*** Records supplied ***
PR #1295, opened 2021-02-04
Adjustments to offer announcement banner for hosted Mender

michaelatmender:
Updated with Remote terminal link, and it should now be possible to hide/show for different plans + trial tier if needed.

### DIFF
--- a/src/js/components/header/header.js
+++ b/src/js/components/header/header.js
@@ -142,7 +142,7 @@ export class Header extends React.Component {
         className={showOffer ? 'header banner' : 'header'}
         style={{ backgroundColor: '#fff', minHeight: 'unset', paddingLeft: 32, paddingRight: 40 }}
       >
-        {showOffer && <OfferHeader organization={organization} onHide={() => self.setHideOffer()} />}
+        {showOffer && <OfferHeader docsVersion={docsVersion} organization={organization} onHide={() => self.setHideOffer()} />}
         <div className="flexbox">
           <Link to="/">
             <img id="logo" src={isEnterprise ? enterpriseLogo : logo} />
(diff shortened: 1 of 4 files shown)


src/js/components/header/header.js
```diff
@@ -83,11 +94,23 @@ export class Header extends React.Component {
...
+  }
+
   onLogoutClick() {
     this.setState({ gettingUser: false, loggingOut: true, anchorEl: null });
     this.props.logoutUser();
   }
 
+  setHideOffer() {
+    const self = this;
+    this.cookies.set('offer', 'remote', { path: '/', maxAge: 2629746 });
```
mzedel, line 110:
```suggestion
    this.cookies.set('offer', currentOffer.name, { path: '/', maxAge: 2629746 });
```

mzedel (approved):
looks good! one small thing I would change, that might get overlooked otherwise...

src/js/components/header/header.js
michaelatmender: Thanks for catching that!

src/js/components/header/offerheader.js
```diff
@@ -1,14 +1,22 @@
...
+    {organization && organization.trial ? (
+      <span>
+        Try out the new <b>Remote terminal</b> feature for free with your current trial.&nbsp;
+      </span>
+    ) : (
+      <span>
+        Try out the new <b>Remote terminal</b> feature for free on your current plan until March 31st.&nbsp;
+      </span>
+    )}
+    <a href="https://docs.mender.io/add-ons/remote-terminal" target="_blank" rel="noreferrer">
```
mzedel, line 16: based on the tests I think this lacks:
```suggestion
    <a href={`https://docs.mender.io/${docsVersion}add-ons/remote-terminal`} target="_blank" rel="noreferrer">
```

tranchitella (approved):

PR #1296, opened 2021-02-04
MEN-4335

mzedel:
the relevant change is in https://github.com/mendersoftware/gui/pull/1296/commits/57e2a98c5f8545e0df8b069aae6bcb200291ebb2

### DIFF
--- a/src/js/helpers.js
+++ b/src/js/helpers.js
@@ -460,6 +460,7 @@ export const standardizePhases = phases =>
 export const getDebConfigurationCode = (ipAddress, isHosted, isEnterprise, token, deviceType = 'generic-armv6') => {
   let connectionInstructions = ``;
   let demoSettings = `  --quiet --demo ${ipAddress ? `--server-ip ${ipAddress}` : ''}`;
+  const setupConfirmation = `echo "Running mender setup for ${window.location.hostname}" && \\`;
   if (isEnterprise || isHosted) {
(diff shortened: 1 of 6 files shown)


src/js/helpers.js
```diff
@@ -494,7 +498,7 @@ systemctl restart mender-client && \\
   "ShellCommand": "/bin/bash"
 }
 EOF
-) && systemctl restart mender-connect'
+) && systemctl restart mender-connect${setupConfirmation}'
```
lluiscampos, line 501: This is a bit cheating: the "Running mender setup for hosted.mender.io" message should be printed *before* calling `mender-setup`, line 491.

Also, the "hosted.mender.io" part was meant to be an example, if do onboarding with a demo om-prem installation I expect this to print something else. Maybe is better to just say "Running mender setup"

lluiscampos (changes requested):

src/js/helpers.js
mzedel: ah right, I guess I misunderstood the reasoning behind the call... should now be more in line with the intention (I hope)

lluiscampos (approved):
Now it looks good! Thanks and sorry for the bad phrasing in the JIRA task description

mzedel:
Ah I should have just looked better and switched my brain on a bit 🙈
***
### Aim of the exercise
The answer must be every line from the records above that contains the word "restart", copied in full.

### Result for this exercise
@@ -494,7 +498,7 @@ systemctl restart mender-client && \\
-) && systemctl restart mender-connect'
+) && systemctl restart mender-connect${setupConfirmation}'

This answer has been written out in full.